Das ist ein Hobby. Manche trinken gern
Bier, sammeln Briefmarken oder putzen ihr Auto. Ich schreibe gern. Kommt mir
nicht darauf an, ob eine Geschichte lange braucht oder nicht. Es ist ja doch
erst einmal nur für mich. Und immer noch besser als Häkeln.
Schreiben?
Ich hab` da mal was geschrieben, das hat
anderen gefallen.

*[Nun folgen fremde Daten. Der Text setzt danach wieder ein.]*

PR #336, opened 2018-10-22
Animated menu screen!

vampcat:
Adds a basic implementation for animated menu. This PR only contains "dumb" asteroids for now, but based on feedback, I plan on making the asteroids collide with each other, add ships, and add animated stars.

Feedback would be appreciated.

(Also, I am hoping to get this done before GCI, so there's that.)

### DIFF
--- a/engine/src/main/java/org/destinationsol/menu/MainMenuScreen.java
+++ b/engine/src/main/java/org/destinationsol/menu/MainMenuScreen.java
@@ -18,14 +18,21 @@ package org.destinationsol.menu;
 
 import com.badlogic.gdx.Gdx;
 import com.badlogic.gdx.Input;
+import com.badlogic.gdx.graphics.Color;
 import com.badlogic.gdx.graphics.Texture;
 import com.badlogic.gdx.graphics.g2d.TextureAtlas;
+import com.badlogic.gdx.math.Vector2;
+import java.util.ArrayList;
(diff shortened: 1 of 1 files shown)


vampcat:
Comments by @ererbe :

```
I just tested out the animated main menu, and its very nice.
But sometimes there is popping up a aseroid in the "middle" of my screen, and this is very weird.
Whats about flying and sometimes slowly rotating but not moving space junk?
and increase the minimum speed of the asteriods a bit, I have a big one that is moving a pixel every 10 seconds or something, but its rotating quite fast.
the color variation is amazing btw, make it looks way more spacy.
is this also ingame? when not: we should do something like this. maybe different types of solar systems:
with a specific sun type (size, color, maybe black hole, white or black dwarf, neutron star... etc)
maybe a color type of asteroids or a "min" color and a "max" color.
And planet types that are generated, and the different enemys like normal.
currently there is just hard and normal...
also sometimes there are popping out in the middle of the screen, this looks very weird.
when there is added a colliding, it should be very rare.
maybe a bit random about the density in general.
```

GooeyHub:

bpas247:
Is this a duplicate of #387?

Adrijaned:
@bpas247 Yeah, basically. This was here only for reference purpose during GCI, so I'm going to close this now straightaway.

Und mir hat es gefallen, dass es anderen gefallen hat. Am
meisten würde mir gefallen, wenn es noch viele Leute lesen würden und es
denen ebenso gefällt. Also, wenn es gedruckt wird. Ob ich da einmal anfrage
…?
Schreiben?
Von mir ist schon mal verlegt worden. Eine
kleine Erzählung. Also, dieses Gefühl, selbst Geschriebenes gedruckt zu
sehen und den Geruch des Papiers aufzunehmen, auf dem die Buchstaben schwarz
auf weiß zu sehen waren, das war etwas ganz Besonderes. Ich hätte nicht
gedacht, dass ein Abdruck ein solches Lob sein kann.
Schreiben?
Ja, ab und zu werden Texte von mir
gedruckt. Nichts Welt bewegendes. Kritiken, mal ein Gedicht oder eine
Geschichte. Jetzt bekomme ich allmählich Appetit auf mehr. Ein eigener Band
mit Erzählungen. Das wäre etwas …
Schreiben?
Nichts leichter als das … Ich schaffe am
Tag leicht zehn Seiten Manuskript. Das ist in dreißig Tagen ein ordentliches
Buch. Wenn ich dreitausend Bücher bei einem Gewinn von je einem Euro fünfzig
verkaufe, kann ich locker davon leben.
Bei Nachauflagen,
weil das Geschriebene sich als gut im Laufe der Zeit herumspricht, kommt
Bares vorbei, für das ich nicht mehr arbeiten brauche … Muss nur noch jemand
verlegen … na ja, und kaufen natürlich.
Schreiben …
Wer schreibt ist ein Künstler. Immer! Ohne
Ausnahme! Gut, es mag herausragende und schlechte Künstler geben, es mag
Kritiker geben, die zerreißen die Kunst in der Luft. Aber das ändert nichts.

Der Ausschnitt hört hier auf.